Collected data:
☆ ☆ ☆ ☆ ☆

PR #478, opened 2023-10-24
Fix `BoundaryAdherence` NaN handling

### LINKED ISSUE #470: Fix BoundaryAdherence NaN handling
### Environment Details

* SDMetrics version: 0.11.0 (latest)
* Python version: 3.10
* Operating System: MacOS

### Error Description
Currently, the `BoundaryAdherence` metric ignores NaN values when calculating the percentage of values that fall within the min/max range of the real values. NaN values in the synthetic data should only be ignored if the real data contains NaNs, otherwise they should be considered out of bounds.

### Proposed Fix
When computing, only drop NaN values from the synthetic data if there are NaN values present in the real data.

### Steps to reproduce
```python
import pandas as pd
import numpy as np

from sdmetrics.single_column import BoundaryAdherence

real_data = pd.Series([2.3, 4.2, 1.0, 10.0, 9.2])
synthetic_data = pd.Series([3.4, np.nan, 1.2, 4.9, 9.1])

BoundaryAdherence.compute(real_data, synthetic_data)
```

frances-h:
CU-86ayga3rk

Resolve #470

### DIFF
--- a/tests/unit/single_column/statistical/test_boundary_adherence.py
+++ b/tests/unit/single_column/statistical/test_boundary_adherence.py
@@ -1,5 +1,7 @@
+from datetime import datetime
 from unittest.mock import patch
 
+import numpy as np
 import pandas as pd
 
 from sdmetrics.single_column.statistical import BoundaryAdherence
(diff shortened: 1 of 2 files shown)


lajohn4747 (approved):
lgtm

tests/unit/single_column/statistical/test_boundary_adherence.py
```diff
@@ -31,6 +33,65 @@ def test_compute(self):
...
+        out of bounds if the real data does not also containt nan values.
+        """
+        # Setup
+        real_data = pd.Series([
+            datetime(2020, 10, 1),
+            datetime(2021, 1, 2),
+            datetime(2021, 9, 12),
+            datetime(2022, 10, 1),
+
+        ], dtype='datetime64[ns]')  # 0.8 -> 2.6
```
R-Palazzo, line 70: What does indicate # 0.8 -> 2.6 in the datetime case?

R-Palazzo (approved):
LGTM!

tests/unit/single_column/statistical/test_boundary_adherence.py
frances-h: Ah good catch, that was just to help me write the test 😅

PR #483, opened 2023-10-26
Add `Structure` property

### LINKED ISSUE #468: Add `Structure` property
### Problem Description
_As a user, I'd like a property that checks to see whether the overall structure of the synthetic data matches the real data_

Once we create the TableFormat metric (#463), we'd like to use it to calculate this new property.

### Expected behavior
- Add a new property `Structure` for single and multi table reports.
- The multi-table property can just call the single table property for each table.

#### Attributes
The property should have the following attributes:
- `_num_iteration_case = 'table'`

#### Score Calculation
This property should use the `TableFormat` metric to calculate the score for each table. The metric should ignore checking the dtype for ID and PII columns by passing them to the metric using the `ignore_dtype_columns` parameter. 

#### Methods
- `_generate_details(self, real_data, synthetic_data, metadata, progress_bar=None)`: This method will generate the `details` dataframe for the property. 
        - `Metric`: The metric that is applied to the given column
    - The progress bar should update for the table has been evaluated.
- `get_visualization(self)`: This method should return a bar graph of the scores for each column, similar to other properties.
    - Label the bars using the column name
    - On hover, there should be more details about the metric applied and the score

R-Palazzo:
CU-86ayg9qwy
Resolve #468

Let me know if this visualization works @frances-h, @npatki
Screenshot 2023-10-26 at 08 23 20

### DIFF
--- a/sdmetrics/reports/single_table/_properties/structure.py
+++ b/sdmetrics/reports/single_table/_properties/structure.py
@@ -79,7 +79,7 @@ class Structure(BaseSingleTableProperty):
         fig = px.bar(
             data_frame=self.details.dropna(subset=['Score']),
             y='Score',
-            title=f'Data Diagnostics: Structure (Average Score={round(average_score, 2)})',
+            title=f'Data Diagnostic: Structure (Average Score={round(average_score, 2)})',
             color='Metric',
             pattern_shape='Metric',
         )
--- a/sdmetrics/reports/single_table/_properties/structure.py
+++ b/sdmetrics/reports/single_table/_properties/structure.py
@@ -1,0 +1,104 @@
+import numpy as np
+import pandas as pd
+import plotly.express as px
+
+from sdmetrics.reports.single_table._properties import BaseSingleTableProperty
+from sdmetrics.single_table import TableFormat
+
+
+class Structure(BaseSingleTableProperty):
+    """Structure property class for single table.
+
+    This property checks to see whether the overall structure of the synthetic
+    data is the same as the real data.
+    """
+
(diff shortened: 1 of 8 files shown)


npatki:
@R-Palazzo seems OK for an MVP.

sdmetrics/reports/single_table/_properties/structure.py
```diff
@@ -0,0 +1,96 @@
...
+
+        Returns:
+            plotly.graph_objects._figure.Figure
+        """
+        average_score = self._compute_average()
+
+        fig = px.bar(
+            data_frame=self.details.dropna(subset=['Score']),
+            y='Score',
+            title=f'Data Diagnostics: Structure (Average Score={round(average_score, 2)})',
```
npatki, line 82: @R-Palazzo Title should be **Data Diagnostic** (singular, not plural)

We should make sure the title of these visualizations are consistent everywhere

npatki (changes requested):
@R-Palazzo one small title change. I also wonder if you can share a screenshot of the tooltip (on-hover) to verify that it makes sense for the visualization.

sdmetrics/reports/single_table/_properties/structure.py
R-Palazzo: Good catch, fixed in [620285f](https://github.com/sdv-dev/SDMetrics/pull/483/commits/620285f1f92ec9e57d6e5128d32d2cbabf16afbe)

frances-h (approved):

fealho (approved):
Looks pretty good 👍

PR #118, opened 2013-03-25
Falsey defaults

justinabrahms:
Allow false-y defaults for fields.
    
A good example of this is a BooleanField which has a default of
False. Without the patch it comes back as None.

### DIFF
--- a/schematics/types/base.py
+++ b/schematics/types/base.py
@@ -54,7 +54,7 @@ class BaseType(object):
     
         value = instance._data.get(self.field_name)
 
-        if value is None and self.default:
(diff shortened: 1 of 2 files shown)


bintoro:
As of 1c69ae8f28e70e923ce5413ac247e405565634b8, the implicit default value is `Undefined`.

What this means is that `None` is now also a legal default, and it's possible to make a distinction between NULL and *nothing*. The standard behavior remains such that all fields are initialized to `None` upon instance creation, but setting `init_values=False` will prevent this. Then, only those fields that explicitly declare `default=None` will be initialized to `None`.

PR #124, opened 2013-05-22
Split input data from valid data

lkraider:
Separate new input data from already validated data. This speeds up validation
since it only needs to be run on new data. A couple of data integrity tests are
added too.

### DIFF
--- a/schematics/models.py
+++ b/schematics/models.py
@@ -202,7 +202,14 @@ class Model(object):
             Filter output by a specific role
 
         """
-        return serialize(self, role)
+        try:
+            raw_data = self._raw_data
+            self.validate()
+        except ModelValidationError:
+            pass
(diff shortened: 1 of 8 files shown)


bintoro:
Now that #374 has been merged, I think it's time to finally think about this and reimplement it on top of the current version.

It seems really straightforward, actually. Now that we have `Model.import_data`, `Model.validate` should just delegate to it if it receives additional data. I have already reimplemented `import_data` locally to support recursive updates.

I have also written a tentative patch to stop storing `Undefined` objects in `_data`. Missing keys are cleaner in some respects, and membership tests are really fast. I've been on the fence about it, but splitting `_data` into valid and untrusted portions would seem to tip the scales in favor.

lkraider:
Superceded by #466

PR #129, opened 2013-06-05
Append model fields

lkraider:
This adds a method to append new fields to a model class.
Additionally, adds a copy method so that type instances can be copied.

Example:

``` python
class Person(Model):
    name = StringType()

Person.append_field('gender', Person.name.copy())
```

### DIFF
--- a/schematics/types/base.py
+++ b/schematics/types/base.py
@@ -116,6 +116,12 @@ class BaseType(object):
     def __call__(self, value):
         return self.to_native(value)
 
+    def copy(self):
+        copy = object.__new__(self.__class__)
+        copy.__dict__.update(self.__dict__)
+        copy.validators = self.validators[:]
+        return copy
+
     @property
     def default(self):
         default = self._default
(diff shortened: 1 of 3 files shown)


mjrk:
+1
see https://github.com/schematics/schematics/issues/330

schematics/types/base.py
```diff
@@ -116,6 +116,12 @@ def __init__(self, required=False, default=None, serialized_name=None,
     def __call__(self, value):
         return self.to_native(value)
 
+    def copy(self):
+        copy = object.__new__(self.__class__)
+        copy.__dict__.update(self.__dict__)
+        copy.validators = self.validators[:]
```
bintoro: Shouldn't `choices` and `messages` be copied as well?

lkraider:
It's been a while since this was made, it needs updating to the latest schematics version. I am still using the 0.9.x version in production so I didn't have a need to change it yet.

lkraider:
This is much different with Schema now, so the OP will have to create a new PR if he still wants this functionality ;)

PR #134, opened 2013-06-18
Pass old value to field validation

lkraider:
This allows state machine validation, that only accept a value if it
corresponds to some valid state transition.

This could previously be implemented by model-level validators, but it makes
sense to add it as a feature of the base types, since you don't need full
instance-access for that, seeing that the validate function already accepts a
context dictionary of previous valid data.

### DIFF
--- a/schematics/types/base.py
+++ b/schematics/types/base.py
@@ -134,7 +134,7 @@ class BaseType(object):
         """
         return value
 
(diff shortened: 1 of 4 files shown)


lkraider:
This functionality is mostly available through the serializable setters now.

Issue #167, opened 2013-09-26
Make an `AbstractType`


j2labs:
Make an AbstractType which has no validation and allows any kind of data to be stored.  This makes the choice to not use a specific type explicit and allows people to store freeform data.

If the data is freeform, I believe this type should allow the `to_native` and `to_primitive` functions to be defined at instance creation time.  This means each instance of an AbstractType can be configured for different behavior.

WyseNynja:
Any suggestions for how to do this? I have a sqlalchemy.JSON field that is a nested dict with a somewhat complicated structure. I don't care about validating the data besides being sure its a valid dict. Is a custom type the right thing to do?

Jbat1Jumper:
Same here. 
In OpenAPI I'm having an object field with _additional properties_ defined in the next way: 
```yaml
data:
    type: object
    additionalProperties: true
```
So it matches agains any JSON object but I can't find a way to define this in schematics.

lkraider:
@Jbat1Jumper there is no strict JSON type, but you can do type that accepts anything by using BaseType()

@WyseNynja If you want to make sure it is a dictionary, you can create a DictType(BaseType)

adihat:
> @Jbat1Jumper there is no strict JSON type, but you can do a field that accepts anything by using BaseType()
> 
> @WyseNynja If you want to make sure it is a dictionary, you can create a DictType(BaseType)

Is there a way to have a JSON with only 2-3 supported types?
Currently `DictType(BaseType)` supports any type. I wanted to restrict this to lets say, NumberType and StringType.
So basically I am looking at something like a `Union` of types as follows:
```python
class MyModel(Model)
    field1 = DictType(UnionType(StringType, NumberType))
```

is this possible or is there a workaround?

PR #185, opened 2013-12-01
AbstractType, AnyPrimitiveType, & AnySimplePrimitiveType

estebistec:
For issue #167
- Define AbstractType with some basic conversion to primitive form
- Include hooks for converting non-primitive teams via simple methods
- Define AnyType(AbstractType), that validates values of any primitive type
- Define SimpleValueType(AbstractType), that validates values of any simple (non-compound) primitive type


tatiana:
@j2labs and @kracekumar: couldn't find AbstractType in schematics==1.0.3 nor in develop branch. Is there some new way of having this behavior?

PR #193, opened 2013-12-12
Primitive types

estebistec:
Add primitive types accepting values of any simple or compound primitive JSON type.

### DIFF
--- a/schematics/types/base.py
+++ b/schematics/types/base.py
@@ -223,8 +223,8 @@ class BasePrimitiveType(BaseType):
         if isinstance(value, self.simple_primitive_types):
             return value
 
-        # Get a type-specific converter, or the fallback convert, and apply it to the value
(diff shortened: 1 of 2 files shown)


tatiana:
@j2labs: I was searching for the AbstractType in schematics, but I couldn't find it nor in 1.0.3, nor in the develop branch. Is there some other way to achieve this behavior?

jmsdnns:
I am not sure. I haven't maintained Schematics for a little while. Perhaps @kracekumar can advise?

jmsdnns:
I used to go by @j2labs but I go by @jmsdnns instead now. I also do'nt hack Python anymore and only work on Objective-C or Swift. :(

tatiana:
No problems, @jmsdnns :) Thanks a lot for the quick response!

BTW: I'm using `BaseType` and apparently it works in the expected way.

PR #205, opened 2014-01-28
Changed validaiton loop to assure validation order

### LINKED ISSUE #204: Fields order is not preserved during validation
The docs state: "The order whith which fields are declared is preserved inside the model." [Link](https://schematics.readthedocs.org/en/latest/usage/validation.html?highlight=order%20preserved#model-level-validation). However, it's not actually true... 

Model stores its fields as an OrderedDict, so the order is fixed / preserved. However, validation process is a loop over [_data_ to be validated](https://github.com/j2labs/schematics/blob/master/schematics/validate.py#L76), not fields set. Data comes to validate() function from [import_loop()](https://github.com/j2labs/schematics/blob/master/schematics/validate.py#L41) that for its turn considers data as a regular [dict](https://github.com/j2labs/schematics/blob/master/schematics/transforms.py#L52)

Example below shows that validate_call_me() method gets hit _before_ validate_name() although the fields are defined in reversed order.

```
from schematics.types import StringType, BooleanType
from schematics.exceptions import ValidationError

class Signup(Model):
    name = StringType()
    call_me = BooleanType(default=False)
    
    def validate_name(self, data, value):
        if data['name'] == u'Brad':
            return u'Joe'
        return value
    
    def validate_call_me(self, data, value):
        print 'validate_call_me: {}'.format(data['name'])
        if data['name'] == u'Joe' and data['call_me'] is True:
            raise ValidationError(u'He prefers email.')
        return value
## -- End pasted text --

In [32]: Signup({'name': u'Brad', 'call_me': True}).validate()
validate_call_me: Brad
```

Please, let me know if it makes sense.

Gennady-Andreyev:
Fixes #204 
cls._fields is an instance of OrderedDict while data is a regular dictionary

### DIFF
--- a/schematics/validate.py
+++ b/schematics/validate.py
@@ -73,8 +73,9 @@ def _validate_model(cls, data):
         Errors of the fields that did not pass validation.
     """
     errors = {}
-    for field_name, value in data.items():
-        if field_name in cls._validator_functions:
+    for field_name, field in cls._fields.iteritems():
+        if field_name in cls._validator_functions and field_name in data:
+            value = data[field_name]
             try:
                 context = data
                 if hasattr(cls, '_data'):
--- a/tests/test_validation.py
+++ b/tests/test_validation.py
@@ -171,6 +171,30 @@ def test_multi_key_validation_part_two():
         Signup({'name': u'Brad', 'call_me': True}).validate()
 
 
+def test_multi_key_validation_fields_order():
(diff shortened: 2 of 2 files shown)


kracekumar:
Can you rebase and update the pull request ? I will merge this.

csojinb-picwell:
This can be closed now, because the code was replicated in #308

PR #207, opened 2014-01-28
Implemented update of cleaned data according to validator's return value

### LINKED ISSUE #206: Whatever returned from model validation methods gets disregarded
According to docs / examples, model-level validation methods return ["clean" values](http://schematics.readthedocs.org/en/latest/usage/validation.html#model-level-validation). But current implementation of _validate_model() [doesn't expect any return value](https://github.com/j2labs/schematics/blob/master/schematics/validate.py#L82), so whatever returned from model validation methods gets disregarded.

Gennady-Andreyev:
Fixes #206


bintoro:
Superseded by #355.

PR #230, opened 2014-05-14
Message normalization

kstrauser:
All messages:

- Are wrapped in u""
- End with a period
- Use '{n}'.format(value) string formatting


jokull:
@kstrauser can you merge with master and squash into one commit?

kstrauser:
@jokull Done!

PR #236, opened 2014-06-25
Set `None` on a field that's a compound type should honour that semantics

kevinjqiu:
When a compound field is set to None, set the value
of that field to `None` instead of creating an empty `ModelType` of that
compound object.

### DIFF
--- a/schematics/models.py
+++ b/schematics/models.py
@@ -46,7 +46,10 @@ class FieldDescriptor(object):
         Checks the field name against a model and sets the value.
         """
         field = instance._fields[self.name]
-        if not isinstance(value, Model) and isinstance(field, ModelType):
+        if all((
+                value is not None,
+                not isinstance(value, Model),
+                isinstance(field, ModelType))):
             value = field.model_class(value)
         instance._data[self.name] = value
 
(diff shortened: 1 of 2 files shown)


jhorman:
It seems like there is still no movement on this, or on the Undefined proposal. My company is running into this issue. Not being able to unset a ModelType field is a fairly large problem. We have to work around it by setting `_data[field] = None` directly. cc @j2labs

bintoro:
As I commented here a year ago, I wholeheartedly agree with this PR.

In fact, I've always wondered why `FieldDescriptor.__set__()` coerces `ModelType` values and nothing else.

```python
if not isinstance(value, Model) and isinstance(field, ModelType):
  value = field.model_class(value)
```

Why does the code do this?

At the very least `value = None` should be honored, but I'm thinking maybe we can remove the magical model instantiation altogether. Could one of the old-timers please chime in about the reasoning behind this?

ikonst:
Is this going to be merged in? Just ran into this issue too. As @bintoro says, the current behavior is thoroughly baffling.

bintoro:
Yeah let's get this done.

PR #243, opened 2014-08-21
DBRefType for MongoDb contrib

wsantos:
I have been working in a AsyncORM using motor and schematics called
Motorm, and this type would help a lot.


lkraider:
Although I think this could be useful, I don't see this getting updated/supported in the core lib seeing as how little the current contrib is touched.

If someone is interested in maintaining mongodb mappings, a separate project (maybe even under the schematics name?) for a mongo lib would be a better home I think.

PR #715, opened 2017-05-02
Standardize home page for authenticated users

cheshirec7:
Authenticated users should return to /admin/dashboard if they have back-end permissions, /dashboard otherwise.


rappasoft:
Git is giving me problems merging this. Says patch is empty.

rappasoft:
Never mind got it.

rappasoft:
Merge difficulty but added thanks.

PR #729, opened 2017-05-12
Add contact form

cheshirec7:
Just a first stab at a Contact form, which is similar to the Registration form.


rappasoft:
This is going to be a litter verbose for what it's doing, so I will use what I can but will probably refactor a lot, but you'll still get credit.

cheshirec7:
Going to resubmit with just the files actually needed.

PR #730, opened 2017-05-12
Add contact form

cheshirec7:
Very similar to the Registration form.


rappasoft:
Added one myself but thanks for the request!

PR #733, opened 2017-05-15
Fix first and last name bug on social logins. 

daniel-farina:
Social providers do not provide first and last name all the time. Google will put it here:
$data->user['name']['familyName'];
$data->user['name']['familyName']

while Facebook only provides: 
 $first_name = $data->user['name'];

This could be why Laravel only keeps only a name column instead of first and last name. 
 This code temporally fixes this issue.


dylanharbour:
I don't use Facebook / Google Auth, so I actually never thought of this when I refactored. Thanks for picking it up @daniel-farina !

daniel-farina:
Absolutely, 
Thanks for adding the first & last name. It's something I had in my mind too. 

Cheers!

rappasoft:
Did you test these?

rappasoft:
Used this one because it was tested. https://github.com/rappasoft/laravel-5-boilerplate/pull/734

But thanks as always.

PR #744, opened 2017-05-26
Add ability for admins to manually approve accounts

clin407:
Added new configurations flags that disable the ability to automatically send emails
for users to confirm their account. Useful for when the admin wants to manually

☆ ☆ ☆ ☆ ☆

Description of the task: Write out again, exactly, the lines from the start of the entries up to and including the one with "### Proposed Fix". Nothing else belongs in the reply.

Answer to this exercise:
PR #478, opened 2023-10-24
Fix `BoundaryAdherence` NaN handling

### LINKED ISSUE #470: Fix BoundaryAdherence NaN handling
### Environment Details

* SDMetrics version: 0.11.0 (latest)
* Python version: 3.10
* Operating System: MacOS

### Error Description
Currently, the `BoundaryAdherence` metric ignores NaN values when calculating the percentage of values that fall within the min/max range of the real values. NaN values in the synthetic data should only be ignored if the real data contains NaNs, otherwise they should be considered out of bounds.

### Proposed Fix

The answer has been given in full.